> _The task_
Give again only those lines from the start of the entries through the line holding "We also used", leaving them as they are.

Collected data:

++++++++++++++++++++

PR #28907, opened 2026-03-28
Fix deleting incorrect rows in Delta Lake

### LINKED ISSUE #28885: Wrong records DELETEed on delta lake parquet files produced by Apache Spark
### Trino version

All recent versions up to 477

### Please describe the bug

Hi all,

we have stumbled upon an issue when using the Delta Lake connector to process tables written by Spark using the Parquet format.

In summary: Trino delete operations seem to completly misinterpret the filter and end up deleting the wrong data.

We have found that disabling parquet column index (`delta.parquet_use_column_index=false`) "fixes" the issue but this is more of a workaround and not a solution.

We also used Claude to analyze the problem and it identifed it as:

> When column index filtering is enabled, Parquet skips entire pages whose min/max stats don't overlap the predicate. This reduces currentGroupRowCount to the filtered count (ParquetReader.java:498). But   
>  lastBatchStartRow() at line 448:
>
>  return firstRowIndexInGroup + nextRowInGroup - batchSize;
>
>  ...uses nextRowInGroup, which tracks position within the filtered output, not within the physical file. After a gap of skipped pages, the row numbers are off by the size of the gap.

To reproduce the problem, we used this minimal [Spark application](https://github.com/razvan/spark-delta-s3/tree/delta) with data stored in a S3 (minio) bucket.

In this example the DELETE operation removes all "text1" records instead of "text5".

After successfully running the Spark application, create the Trino table and select some records.

```sql
CALL delta.system.register_table(
   schema_name => 'default',
   table_name => 'delta_table',
   table_location => 's3a://trino/delta-table'
 );
 
select text, count(*) from delta.default.delta_table where text='text5' group by text;
-- text5	5000
```

Delete all "text5" records.

```sql
delete from delta.default.delta_table where text = 'text5';
-- Updated Rows	5000
-- Execute time	0.929s
-- Start time	Thu Mar 26 13:50:45 CET 2026
-- Finish time	Thu Mar 26 13:50:46 CET 2026
-- Query	delete from delta.default.delta_table where text = 'text5'
```

Unfortunately the records have not been deleted.

```sql
select text, count(*) from delta.default.delta_table where text='text5' group by text;
-- text5	5000
```

But the "text1" records have been deleted instead.

```sql
select text, count(*) from delta.default.delta_table group by text order by text asc;
-- text0	5000
-- text2	5000
-- text3	5000
-- text4	5000
-- text5	5000
-- text6	5000
-- text7	5000
-- text8	5000
-- text9	5000

select text, count(*) from delta.default.delta_table where text='text1' group by text;
-- nothing is returned
```

ebyhr:
## Description

Fixes #28885

## Release notes

```markdown
## Delta Lake
* Fix incorrect results when deleting rows. ({issue}`28885`)
```


lfrancke:
Thanks for the fix. I'd say the release notes understate the importance a bit :)

"Incorrect results" -> "can delete random data"

This issue can/will/did lead to data loss

PR #28913, opened 2026-03-30
Remove unused write type from `DeltaLakeTableHandle`

chenjian2664:
## Description

The write type `UPDATE` and `DELETE` are not used anywhere

## Release notes

```markdown
## Section
```


ebyhr (approved):
Thanks, I was thinking the same fix in my previous PR, but I was lazy.

plugin/trino-delta-lake/src/main/java/io/trino/plugin/deltalake/DeltaLakeTableHandle.java
```diff
@@ -41,8 +38,6 @@ public class DeltaLakeTableHandle
     public enum WriteType
     {
         MERGE,
-        UPDATE,
-        DELETE
```
findinpath, line 45: What is the purpose of having an enum with one value?

Consider using a boolean field with a meaningful name instead

wendigo (approved):

plugin/trino-delta-lake/src/main/java/io/trino/plugin/deltalake/DeltaLakeTableHandle.java
chenjian2664: Added  eafc80b

plugin/trino-delta-lake/src/main/java/io/trino/plugin/deltalake/DeltaLakeTableHandle.java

++++++++++++++++++++

> _Reply to the task_
PR #28907, opened 2026-03-28
Fix deleting incorrect rows in Delta Lake

### LINKED ISSUE #28885: Wrong records DELETEed on delta lake parquet files produced by Apache Spark
### Trino version

All recent versions up to 477

### Please describe the bug

Hi all,

we have stumbled upon an issue when using the Delta Lake connector to process tables written by Spark using the Parquet format.

In summary: Trino delete operations seem to completly misinterpret the filter and end up deleting the wrong data.

We have found that disabling parquet column index (`delta.parquet_use_column_index=false`) "fixes" the issue but this is more of a workaround and not a solution.

We also used Claude to analyze the problem and it identifed it as:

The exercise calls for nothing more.